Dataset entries
PR #1187, opened 2018-12-10
fixed resize issue

### LINKED ISSUE #1105: resizing window causes unconstrained chart size
### Expected behavior
Charts should have a maximum size

### Actual behavior
Charts grow unrestricted

Resize the window to narrow width and then expand, repeat.

image

johnSamilin:
fixes #1105

### DIFF
--- a/package.json
+++ b/package.json
@@ -46,7 +46,7 @@
     "rimraf": "^2.6.2"
   },
   "dependencies": {
-    "@ohdsi/atlascharts": "^1.5.0",
+    "@ohdsi/atlascharts": "^1.6.0",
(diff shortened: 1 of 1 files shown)


pavgra:
Depends on https://github.com/OHDSI/Visualizations/pull/38

anthonysena:
Per our discussion on the ATLAS call today, we're unable to reproduce #1105 on the data sources tab so this set of changes may be unnecessary. We should re-test again on the data sources module, cohort characterization, cohort reporting, cohort generation, etc (wherever the visualization charts are invoked).

PR #1197, opened 2018-12-26
Fixed multiple count requests on concept set page

### LINKED ISSUE #1196: Included Concepts - Count queries are running many time
### Expected behavior
there should be a single request for inclusion count
### Actual behavior
`getInclusionCount` is being called multiple times
Open concept set, close it and open another one

johnSamilin:
Fixes #1196

### DIFF
--- a/js/components/conceptsetInclusionCount/conceptsetInclusionCount.js
+++ b/js/components/conceptsetInclusionCount/conceptsetInclusionCount.js
@@ -20,9 +20,10 @@ define([
 			this.inclusionCount = ko.observable(0);
 
 			this.conceptSetExpression = params.conceptSetExpression || ko.observableArray();
+			this.conceptSetSubscriptionRateLimit = params.conceptSetSubscriptionRateLimit || 1000;
 
 			this.getInclusionCount = this.getInclusionCount.bind(this);
-			this.conceptSetExpressionSub = ko.pureComputed(() => ko.toJSON(this.conceptSetExpression)).subscribe(this.getInclusionCount);
+			this.conceptSetExpressionSub = ko.pureComputed(() => ko.toJSON(this.conceptSetExpression)).extend({rateLimit: this.conceptSetSubscriptionRateLimit}).subscribe(this.getInclusionCount);
 			this.getInclusionCount();
 		}
 
--- a/js/components/conceptsetInclusionCount/conceptsetInclusionCount.js
+++ b/js/components/conceptsetInclusionCount/conceptsetInclusionCount.js
@@ -12,7 +12,7 @@ define([
 	conceptSetApi,
 ){
 
-	class ConceptSetInclusionCount extends Component{
+	class ConceptSetInclusionCount extends Component {
 
 		constructor(params) {
 			super(params);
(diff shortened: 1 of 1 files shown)


js/components/conceptsetInclusionCount/conceptsetInclusionCount.js
```diff
@@ -22,7 +22,7 @@ define([
 			this.conceptSetExpression = params.conceptSetExpression || ko.observableArray();
 
 			this.getInclusionCount = this.getInclusionCount.bind(this);
-			ko.computed(() => ko.toJSON(this.conceptSetExpression)).subscribe(this.getInclusionCount);
+			this.conceptSetExpressionSub = ko.pureComputed(() => ko.toJSON(this.conceptSetExpression)).subscribe(this.getInclusionCount);
```
chrisknoll: What would you say about adding a rate-limit to this computed, so that the subscription is only fired after a little bit of quiet?  This way when someone is rapidly adding/removing concepts or they switch around the inclusion checkboxes, we only signal the sub after a 1 second delay?  It would be done like so:

```
// Shorthand: Specify just a timeout in milliseconds
someObservableOrComputed.extend({ rateLimit: 1000 });
```

From: https://knockoutjs.com/documentation/rateLimit-observable.html

johnSamilin: What benefits will it give us?

chrisknoll: The get inclusion count (if i understand it correctly) is a pretty heavy DB operation.  Maybe if there was caching in place, this wouldn't be much of a problem.  But, the normal activity of managing a concept set is to set up a set of high-level concepts, look at the included concepts, select the ones you want to remove, then click on 'exclude', then for some of them you want to exclude their descendants, so you exclude those...  

Here's a hypothetical sequence of events for the above example without rate limiting:
1. Search for term
2. Select a high level term.
3. Go to concept set editor {call: getInclusionCount()}
4. Go to included concepts, filter on some term (like pregnancy or 'history of')
5. select the first concept you want to exclude  {call: getInclusionCount()}
6. select a second concept to exclude  {call: getInclusionCount()}
7. select a third concept to exclude  {call: getInclusionCount()}
8. switch back to main concept set. click the first concept's exclude checkbox  {call: getInclusionCount()}
9. select next one to exclude  {call: getInclusionCount()}
10. select next one to exclude  {call: getInclusionCount()}
11. select first to include descendants  {call: getInclusionCount()}
12. select next one to include descendants  {call: getInclusionCount()}

Conversely, if we rate-limit the notification to the subscription you get this
1. Search for term
2. Select a high level term.
3. Go to concept set editor {call: getInclusionCount()}
4. Go to included concepts, filter on some term (like pregnancy or 'history of')
5. select the first concept you want to exclude  {call: getInclusionCount()}
6. select a second concept to exclude  {no call if selection is made within the rateLimit}
7. select a third concept to exclude  {no call if selection is made within the rateLimit}
8. switch back to main concept set.  {call: getInclusionCount() since the last selection will now notify subs}
9. select first concept to  exclude exclude  {rateLimit begins)
10. select next one to exclude  {no call if selection is made within the rateLimit}
11. select next one to exclude  {no call if selection is made within the rateLimit}
12. select first to include descendants  {no call if selection is made within the rateLimit}
13. select next one to include descendants  {call: getInclusionCount() since the last selection will now notify subs}

Every call to getInclusionCount is a relatively expensive query to the concept_ancestor table where we need to include/exclude descendants and it's not a trivial thing.  Any way we can limit the interaction to the database would be ideal.  I think it would be hard to cache the results of the concept set expression count because the permutations of the possible selections within a concept set leads it to be something that is not easily cached.

anthonysena:
@johnSamilin - these changes are great - gives us a big gain in terms of performance which I witnessed first-hand while testing some larger concept sets that contained > 10K included concepts. In addition, I also agree with @chrisknoll's feedback to include the rate limit on the computed observable as this also improves the performance when rapidly making changes to the included/excluded options in a concept set. To that end, I added a commit to this PR and will merge it in with the rate limit. You may want to consider this change for #1198.

Issue #1169, opened 2018-11-27
Prediction covariate setting time window issue


jreps:
### Expected behavior
When you try to edit the longterm, shortterm or medium term covariate setting value, if you remove the values it goes to 0 and then it won't let you type a negative number, you have to type a positive number and then add the -.

### Actual behavior
it would be good to be able to type -365 back into long term start days without first typing 365 and then adding a - in front

PR #1207, opened 2019-01-04
Use d3.scaleThreshold() for color classification.

chrisknoll:
Fixes #732.


chrisknoll:
Also added to this PR (to keep some of the PR noise down) was fix to #1169

Issue #1206, opened 2019-01-04
Cohort warning checks piling up


anthonysena:
### Expected behavior

The "Warnings" tab on a cohort definition is evaluated when a cohort definition is active and loaded into the application. Once the cohort is closed, the warnings are no longer evaluated.

### Actual behavior

Opening multiple cohorts in sequence appears to chain together checks for warnings about cohorts that are closed. 

### Steps to reproduce behavior

With the developer console open, open a cohort, then close it. Repeat this process multiple times and you will see the following network activity:

![image](https://user-images.githubusercontent.com/12902366/50701169-c746a280-101a-11e9-9547-5e07a90a3f1e.png)

### Diagnosis

The `js/pages/cohort-definitions/components/checks/conceptset-warning.js` should extend the base `Component` class which will allow it to properly dispose. At the moment, it appears that the component is appended to the cohort-definition-manager upon opening each cohort.

Issue #1205, opened 2019-01-04
Cohort Generation - Polling Stops


anthonysena:
### Expected behavior

While a cohort is generating, the status of the job should be checked periodically (based on the configured pollingInterval) to get the status of the job. 

### Actual behavior

When navigating between cohorts during a browser session, it appears that sometimes the app loses the ability to poll for information about a cohort generation job.

### Steps to reproduce behavior

This is a bit tricky to reproduce as it does depend on the timing of the pollInterval. To attempt to do this: open a cohort and start a generation. Wait for a bit for the polling to kick in (you should see the status change from Pending to Running). Then, close the cohort definition editor. In the console, I've noticed the following error:

`cohort-definition-manager.js (377): The value of id cannot be obtained from null`

In tracing through this, the use of setTImeout to poll for the `pollInterval` appears to be the problem here. What is happening is that the polling code is re-activated even after the cohort definition editor is closed thus throwing the error above. Then after that, subsequent views of other cohort definitions appear to lack the polling due to this error. Short term, I think a quick check of the presence of the `this.model.currentCohortDefnition()` would prevent this error. Longer term, we should look at how we're disposing of the page to make sure we're cleaning up this type of polling in general.

Issue #1202, opened 2018-12-31
Concept set will not load


anthonysena:
### Expected behavior

Clicking on a concept set allows the display to load properly.

### Actual behavior

An error is thrown since `isNameCorrect` is undefined.

### Steps to reproduce behavior

Using code at https://github.com/OHDSI/Atlas/commit/c640dffa6d5fb08773667d80ebf091f381987fa1, attempt to open a concept set.

### Debugging information

Tracing this, `js/pages/concept-sets/conceptset-manager.js` the computed property `canSave` relies on another computed variable `isNameCorrect` which is declared after `canSave` thus leading to the error. The solution is to move the property declaration `isNameCorrect` ahead of `canSave`.

Issue #1201, opened 2018-12-31
Related source codes not loading


anthonysena:
### Expected behavior

When reviewing a concept set, the related source code tab displays the related source codes for those concepts specified in the concept set.

### Actual behavior

An error is thrown since the sharedState variable is undefined.

### Steps to reproduce behavior

Using code at https://github.com/OHDSI/Atlas/commit/c640dffa6d5fb08773667d80ebf091f381987fa1, open a concept set and navigate to the source codes and in the developer console you will observe an error stating that sharedState is undefined.

### Debugging information

Tracing this, `js/const.js` has a circular dependency to `js/components/atlas-state.js` so the fix is to remove the require for atlas-state in const.js.

PR #1208, opened 2019-01-07
Various issues fixed

anthonysena:
This PR addresses a number of bugs as described in each commit message. Specifically:

#1200 - User bar permission warning
#1201 - Remove circular dependency for const.js
#1202 - Concept Set will not load
#1205 - Cohort generation polling
#1206 - Dispose of cohort warning subscription

Also, there is a commit for fixes related to negative controls which I did not log but am happy to do that if needed.

### DIFF
--- a/js/Model.js
+++ b/js/Model.js
@@ -55,7 +55,7 @@ define(
 				this.relatedConceptsOptions = constants.relatedConceptsOptions;
 				this.relatedSourcecodesOptions = constants.relatedSourcecodesOptions;
 				this.metatrix = constants.metatrix;
-				this.relatedSourcecodesColumns = constants.getRelatedSourcecodesColumns(this);
+				this.relatedSourcecodesColumns = constants.getRelatedSourcecodesColumns(sharedState, this);
 				this.enableRecordCounts = ko.observable(true);
 				this.loading = ko.observable(false);
 				this.loadingIncluded = ko.observable(false);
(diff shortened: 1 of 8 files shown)


chrisknoll:
> Also, there is a commit for fixes related to negative controls which I did not log but am happy to do that if needed.

Hi, @anthonysena, could you just summarize what should be checked for the fix for negative controls?

anthonysena:
Sure - looking at https://github.com/OHDSI/Atlas/pull/1208/commits/6e7501acf27057d06808d9612bfa2b42df494508, there were two changes I needed to make:

1. At some point, the JobDetailsService was replaced by the jobDetail class in `js/components/evidence/components/negative-controls.js` which caused the job polling to fail. This has been changed back and is functional.
2. `js/services/CDMResultsAPI.js` was refactored to remove some redundancy but the arguments passed into the `getConceptRecordCount` function were not being passed properly to the `getConceptRecordCountWithResultsUrl` function which created a bug when you want to toggle record counts between data sources in the candidate negative controls results grid.

Hope this helps!

chrisknoll:
@anthonysena : I am seeing the userbar warning once on startup, tho navigating to the cohort definitions does not seem to produce additional warnings.  Is the fix to completely eliminate the message, or is the message about permissions valid if it only appears once?

image

anthonysena:
Thanks @chrisknoll for the review! To answer your question: the change I made related to the permission warning was to only show it a single time whereas the code was writing the warning out to the console for each poll to the server thus repeating the same warning over and over.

* YOUR ASSIGNMENT
Each line from the top of the data, up to and including the line that contains "PR #1197, opened 2018-12-26", should be set down exactly.

* TASK RESPONSE
PR #1187, opened 2018-12-10
fixed resize issue

### LINKED ISSUE #1105: resizing window causes unconstrained chart size
### Expected behavior
Charts should have a maximum size

### Actual behavior
Charts grow unrestricted

Resize the window to narrow width and then expand, repeat.

image

johnSamilin:
fixes #1105

### DIFF
--- a/package.json
+++ b/package.json
@@ -46,7 +46,7 @@
     "rimraf": "^2.6.2"
   },
   "dependencies": {
-    "@ohdsi/atlascharts": "^1.5.0",
+    "@ohdsi/atlascharts": "^1.6.0",
(diff shortened: 1 of 1 files shown)


pavgra:
Depends on https://github.com/OHDSI/Visualizations/pull/38

anthonysena:
Per our discussion on the ATLAS call today, we're unable to reproduce #1105 on the data sources tab so this set of changes may be unnecessary. We should re-test again on the data sources module, cohort characterization, cohort reporting, cohort generation, etc (wherever the visualization charts are invoked).

PR #1197, opened 2018-12-26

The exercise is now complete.